(Records shown)

PR #682, opened 2019-08-08
Update ic_engine example using new cantera capabilities

### LINKED ISSUE #665: Update ic_engine.py example

ischoegl:

Fixes #665

- Eliminate if-else blocks that switch valves and replace by timed valves
- Use limited advance steps for adaptive refinement
- Logic for refinement strategy is no longer necessary
- Streamline use of solution array

Excluding plots, simulation time decreases from 16.5s to 5.4s. Results are unaffected.

### DIFF
--- a/interfaces/cython/cantera/examples/reactors/ic_engine.py
+++ b/interfaces/cython/cantera/examples/reactors/ic_engine.py
@@ -2,27 +2,36 @@
 """
 Simulation of a (gaseous) Diesel-type internal combustion engine.
 
-The use of pure propane as fuel requires an unrealistically high compression
-ratio.
-
+The simulation uses n-Dodecane as fuel, which is injected close to top dead
+center. Note that this example uses numerous simplifying assumptions and
+thus serves for illustration purposes only.
 """
 
 import cantera as ct
 import numpy as np
 
-#######################################################################
+from scipy.integrate import trapz
+import matplotlib.pyplot as plt
+
+#########################################################################
 # Input Parameters
-#######################################################################
+#########################################################################
+
+# reaction mechanism, kinetics type and compositions
+reaction_mechanism = 'nDodecane_Reitz.xml'
+phase_name = 'nDodecane_IG'
+comp_air = 'o2:1, n2:3.76'
+comp_fuel = 'c12h26:1'
 
 f = 3000. / 60.  # engine speed [1/s] (3000 rpm)
 V_H = .5e-3  # displaced volume [m**3]
-epsilon = 50.  # compression ratio [-]
+epsilon = 20.  # compression ratio [-]
 d_piston = 0.083  # piston diameter [m]
 
 # turbocharger temperature, pressure, and composition
 T_inlet = 300.  # K
 p_inlet = 1.3e5  # Pa
-comp_inlet = 'O2:1, N2:3.76'
+comp_inlet = comp_air
 
 # outlet pressure
 p_outlet = 1.2e5  # Pa
@@ -30,15 +39,12 @@ p_outlet = 1.2e5  # Pa
 # fuel properties (gaseous!)
 T_injector = 300.  # K
 p_injector = 1600e5  # Pa
-comp_injector = 'C3H8:1'
+comp_injector = comp_fuel
 
 # ambient properties
 T_ambient = 300.  # K
 p_ambient = 1e5  # Pa
-comp_ambient = 'O2:1, N2:3.76'
-
-# Reaction mechanism name
-reaction_mechanism = 'gri30.xml'
+comp_ambient = comp_air
 
 # Inlet valve friction coefficient, open and close timings
 inlet_valve_coeff = 1.e-6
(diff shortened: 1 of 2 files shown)


interfaces/cython/cantera/examples/reactors/ic_engine.py
```diff
@@ -54,200 +56,203 @@
...
+
+t = 1.e-3 * states.t
+
+# #####################################################################
 # Plot Results in matplotlib
-#####################################################################
+# #####################################################################
+
+
+def ca_ticks(t): return np.round(crank_angle(t) * 180 / np.pi, decimals=1)
```
bryanwweber: Can you add a docstring for this function?

interfaces/cython/cantera/examples/reactors/ic_engine.py
```diff
@@ -54,200 +56,203 @@
...
+                  mdot_out=outlet_valve.mdot(sim.time),
+                  dWv_dt=dWv_dt,
+                  heat_release_rate=heat_release_rate)
+
+t = 1.e-3 * states.t
+
+# #####################################################################
 # Plot Results in matplotlib
-#####################################################################
+# #####################################################################
```
bryanwweber: The spaces like `# #` seem weird to me. I presume this is an autopep8 thing, but since these are intended to be separators, I don't think the space makes sense.

interfaces/cython/cantera/examples/reactors/ic_engine.py
```diff
@@ -54,200 +56,203 @@
...
-inlet_valve = ct.Valve(inlet, r)
-injector_mfc = ct.MassFlowController(injector, r)
-outlet_valve = ct.Valve(r, outlet)
-piston = ct.Wall(ambient_air, r)
+# piston is modeled as a moving wall with sinusoidal velocity profile
+piston = ct.Wall(ambient_air, cyl)
+piston.area = A_piston
+
+
+def piston_speed(t): return - stroke / 2 * 2 * \
```
bryanwweber: If this has to be on two lines anyways, why not put the whole statement on one line? Also, can you add a docstring?

interfaces/cython/cantera/examples/reactors/ic_engine.py
```diff
@@ -54,200 +56,203 @@
...
-#####################################################################
+# ####################################################################
 
-from scipy.integrate import trapz
-Q = trapz(heat_release_rate, t)
-W = trapz(d_W_v_d_t, t)
+
+# heat release
+Q = trapz(states.heat_release_rate, t)
+print('{:45s}{:>4.1f} kW'.format('Heat release rate per cylinder (estimate):',
```
bryanwweber, line 244: I think you used the `{:45s}` to space these strings all the same, but it looks weird to me to have a literal string as an argument to `format()` 🤷‍♂

interfaces/cython/cantera/examples/reactors/ic_engine.py
```diff
@@ -54,200 +56,203 @@
...
-        np.sum(gas.standard_enthalpies_RT * r.thermo.net_production_rates, 0)
-
-
-#####################################################################
+states = ct.SolutionArray(cyl.thermo,
+                          extra=('t', 'ca', 'V', 'm',
+                                 'mdot_in', 'mdot_out',
+                                 'dWv_dt', 'heat_release_rate'))
+
+# simulate with a minimum resolution of 1 deg crank angle
```
bryanwweber: I think this should be a maximum resolution, since if `delta_T_max` is exceeded, the integration will stop and a point will be recorded?

interfaces/cython/cantera/examples/reactors/ic_engine.py
```diff
@@ -54,200 +56,203 @@
...
+
+    # calculate results to be stored
+    dWv_dt = - (cyl.thermo.P - ambient_air.thermo.P) * A_piston * \
+        piston_speed(sim.time)
+    heat_release_rate = - cyl.volume * ct.gas_constant * cyl.T * \
+        np.sum(gas.standard_enthalpies_RT * cyl.thermo.net_production_rates, 0)
+
+    # append output data
+    states.append(cyl.thermo.state,
+                  t=sim.time*1e3, ca=crank_angle(sim.time),
```
bryanwweber: The time in ms as set here doesn't appear to be used anywhere, so you could consider removing this multiplication

interfaces/cython/cantera/examples/reactors/ic_engine.py
```diff
@@ -54,200 +56,203 @@
...
+fig, ax = plt.subplots(nrows=2)
+ax[0].plot(t, states.P / 1.e5)
+ax[0].set_ylabel('$p$ [bar]')
+ax[0].set_xlabel('$\phi$ [deg]')
+ax[0].set_xticklabels([])
+ax[1].plot(t, states.T)
+ax[1].set_ylabel('$T$ [K]')
+ax[1].set_xlabel('$\phi$ [deg]')
+ax[1].set_xticklabels(ca_ticks(ax[1].get_xticks()))
+fig.savefig('ic_engine_t_p_T.png')
```
bryanwweber: I know that this was the previous behavior of the script, but I'm not a fan of polluting the working directory when the example is run. For one, it prevents a clean run in, say, the CI service. I don't have a strong opinion that this line could be removed, but let's say its a mild preference 😸

interfaces/cython/cantera/examples/reactors/ic_engine.py
```diff
@@ -1,18 +1,20 @@
+#!/usr/bin/env python3
 # -*- coding: utf-8 -*-
```
bryanwweber: Since Cantera 2.5.0 and up will only support Python 3, you can remove this line.

bryanwweber (changes requested):
Thanks @ischoegl! This looks good to me overall.

Similar to your other PR, we need some way to mark that this will work for the development version only. I think the best solution for the examples is for the website repo to check out the `2.4` branch of the Cantera repository during the CI build process, to make sure we get the examples that will be compatible with 2.4. Do you feel comfortable with that change, or do you want me to do it? I should be just one line.

bryanwweber:
One other comment, again forgot to add it in the review 🙄 I'm sure you know that gri30 is not intended to be used for propane chemistry. I think it's used in this example because it's distributed with Cantera and is relatively small (=fast), but I don't want to encourage people to use gri30 for problems with propane. Can you try this out with the Reitz dodecane mechanism or another mechanism in `data/inputs`?

interfaces/cython/cantera/examples/reactors/ic_engine.py
ischoegl: I share that sentiment, but didn't want to deviate too much from the original.

interfaces/cython/cantera/examples/reactors/ic_engine.py
ischoegl: That was indeed the rationale (replaced a bunch of `\t`'s). Better idea?

ischoegl:
> Thanks @ischoegl! This looks good to me overall.
> 
> Similar to your other PR, we need some way to mark that this will work for the development version only. I think the best solution for the examples is for the website repo to check out the `2.4` branch of the Cantera repository during the CI build process, to make sure we get the examples that will be compatible with 2.4. Do you feel comfortable with that change, or do you want me to do it? I should be just one line.

Not sure how CI differentiates (I had always assumed that 2.4 didn't pull from master). I'd be interested, so could you provide some pointers?

> One other comment, again forgot to add it in the review roll_eyes I'm sure you know that gri30 is not intended to be used for propane chemistry. I think it's used in this example because it's distributed with Cantera and is relatively small (=fast), but I don't want to encourage people to use gri30 for problems with propane. Can you try this out with the Reitz dodecane mechanism or another mechanism in `data/inputs`?

Yes, I am keenly aware of that, but didn't want to change without prior discussion. Likely, the compression ratio will have to change; at least the simulations are more efficient now. It won't take long to test, and will push a revision once I see some decent results (hopefully we'll get a more reasonable efficiency also).

bryanwweber:
In the Travis config for the website, it clones this repo. All you have to do is add a `git checkout 2.4` right below the clone. Let me know if any jargon needs defining 😊

ischoegl:
> In the Travis config for the website, it clones this repo. All you have to do is add a `git checkout 2.4` right below the clone. Let me know if any jargon needs defining blush

Not familiar with it, but it's probably obvious. Just haven't poked around there yet.

ischoegl:
As an aside, there appear a bunch of `nan`'s in the entropy calculations (as evidenced by the intermittent lines in the T-s plot). The root cause clearly goes beyond this PR, but I'm curious whether this is a known issue? (there *are* some negative concentrations)

ischoegl:
> > In the Travis config for the website, it clones this repo. All you have to do is add a `git checkout 2.4` right below the clone. Let me know if any jargon needs defining blush
> 
> Not familiar with it, but it's probably obvious. Just haven't poked around there yet.

@bryanwweber  ... in `.travis.yml`:
```
before_install:
  - git clone --depth=1 https://github.com/Cantera/cantera ../cantera  --branch 2.4
  - git clone --depth=1 https://github.com/Cantera/cantera-jupyter ../cantera-jupyter
```
I assume website updates involve PR's from forked repos?

bryanwweber:
@ischoegl No, the website will only be updated when new changes are merged to the `master` branch of the main fork. Also, it looks like the `2.4` branch is already checked out, so there shouldn't be anything that you need to do!

I'm not sure about the `nan` calculations here, could the problem be the mechanism?

ischoegl:
@bryanwweber ... ok, I did look into Reitz, but realized that the mechanism is not compatible with `IdealGasReactor`. Switching to `Reactor`, I got things to run after cranking up tolerances (`rtol=1.e-12, atol=1.e-16`), but suffered erratic core dumps when exiting out of ipython (`corrupted double-linked list` or `corrupted size vs. prev_size` that I believe stem from the core ... i.e. this goes beyond this PR).

As there aren't any good alternatives in terms of gas mechanisms, I opted for a more detailed disclaimer in the docstring:
```
"""
Simulation of a (gaseous) Diesel-type internal combustion engine.

Note that this example serves for illustration purposes only. While the
approximation of an IC engine as a simple reactor network has inherent
limitations by itself, additional considerations are:
1. The reaction mechanism GRI3.0 was never intended for use with pure propane
   (it was developed for natural gas mixtures), but is used here as it allows 
   for fast simulations, i.e. predictive capabilities are limited.
2. Simulations require an unrealistically high compression ratio, i.e.
   resulting efficiency estimates are also not realistic.
"""
```

ischoegl:
> @ischoegl No, the website will only be updated when new changes are merged to the `master` branch of the main fork. Also, it looks like the `2.4` branch is already checked out, so there shouldn't be anything that you need to do!

Thanks. FYI: it was me who added the `--branch 2.4` in my previous post. I guess it needs to go into `.travis.yml` right there?

bryanwweber:
Yes, that should do the trick. You might also consider adding the `--single-branch` switch to help speed up the clone a little more.

ischoegl:
> Yes, that should do the trick. You might also consider adding the `--single-branch` switch to help speed up the clone a little more.

PR is already issued (I'll let CI run through before `--single-branch`). See Cantera/cantera-website#86

speth:
A couple of comments from just reading the discussion:
1. You can use the Reitz mechanism as an ideal gas phase - the instantiation would just be
`gas = ct.Solution('nDodecane_Reitz.cti', 'nDodecane_IG')`, corresponding to the second phase declaration in the input file.
2. You will get `NaN`s for entropy any time you have negative mass/mole fractions. The main time that this is encountered is when you're directly using the `Solution` object in the state that is left in by CVODES (which must be allowed to contain negative numbers), rather than the "corrected" state that you will get if you access it as `reactor.thermo`.

ischoegl:
@speth ... thank you for the suggestions!
>
>   1.  You can use the Reitz mechanism as an ideal gas phase - the instantiation would just be
>        `gas = ct.Solution('nDodecane_Reitz.cti', 'nDodecane_IG')`, corresponding to the second phase declaration in the input file.
 
This works nicely! Also, no more core dumps ... 

>  
> 2. You will get `NaN`s for entropy any time you have negative mass/mole fractions. The main time that this is encountered is when you're directly using the `Solution` object in the state that is left in by CVODES (which must be allowed to contain negative numbers), rather than the "corrected" state that you will get if you access it as `reactor.thermo`.

Thanks for this hint ... however, the script *does* grab from `Reactor.thermo.state` when saving `states`. A quick check for the `SolutionArray` at the end of the simulation yields the following (which imho is not consistent).
```
In [6]: np.isnan(states.s).any()
Out[6]: True

In [7]: np.isnan(states.h).any()
Out[7]: False
```

speth:
Sorry, my mistake. The state setting done implicitly by `Reactor.thermo` does not clean up the mass fraction array, and using the `state` attribute will also continue to use the methods for setting the "unnormalized" mass fractions.

I'm not sure why it's inconsistent for the entropy to end up as `NaN` while the the enthalpy does not -- the equation for the entropy requires (effectively) taking `log(Y_k)`, which is undefined for negative numbers while the equation for the enthalpy has no similar problems.

However, I did notice that we have a workaround for this problem implemented in other methods, such as `IdealGasPhase::getPartialMolarEntropies`, and I don't think there's any reason not to do the same for `enthalpy_mole` (and implicitly, `enthalpy_mass`), which I've created a PR for now (#686).

interfaces/cython/cantera/examples/reactors/ic_engine.py
```diff
@@ -2,43 +2,49 @@
...
+import matplotlib.pyplot as plt
+
+#########################################################################
 # Input Parameters
-#######################################################################
+#########################################################################
+
+# reaction mechanism, kinetics type and compositions
+reaction_mechanism = 'nDodecane_Reitz.xml'
+kinetics_type = 'nDodecane_IG'
```
speth: I would suggest calling this the `phase_name` -- this is the name of the phase definition which includes the thermodynamic, kinetics and transport models. In this case, both of the phase definitions in the input file use the gas phase kinetics model -- it's the thermodynamic model where they differ.

interfaces/cython/cantera/examples/reactors/ic_engine.py
speth: Anything is better than tabs in my book.

interfaces/cython/cantera/examples/reactors/ic_engine.py
```diff
@@ -54,200 +60,203 @@
...
-injector_t_open = (injector_close - injector_open) / 2. / np.pi / f
 
-# Simulation time and resolution
-sim_n_revolutions = 8.
-sim_n_timesteps = 100000.
+# Simulation time and parameters
+sim_n_revolutions = 8
+delta_T_max = 20.
+rtol = 1.e-12
+atol = 1.e-16
```
speth, line 68: Are these more stringent tolerances necessary/helpful?

speth (changes requested):
Generally looks good to me. Here are a couple of minor suggestions.

interfaces/cython/cantera/examples/reactors/ic_engine.py
ischoegl: wouldn't solve otherwise. I didn't investigate what the minimum requirements were, but the default settings didn't work. I.e. they are *necessary*

interfaces/cython/cantera/examples/reactors/ic_engine.py
ischoegl: NP.

speth (approved):

bryanwweber (approved):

(End Records shown)

# [Task instructions]
Nothing but a number is expected here: say how many lines in the material hold "single".

# [Answer]
3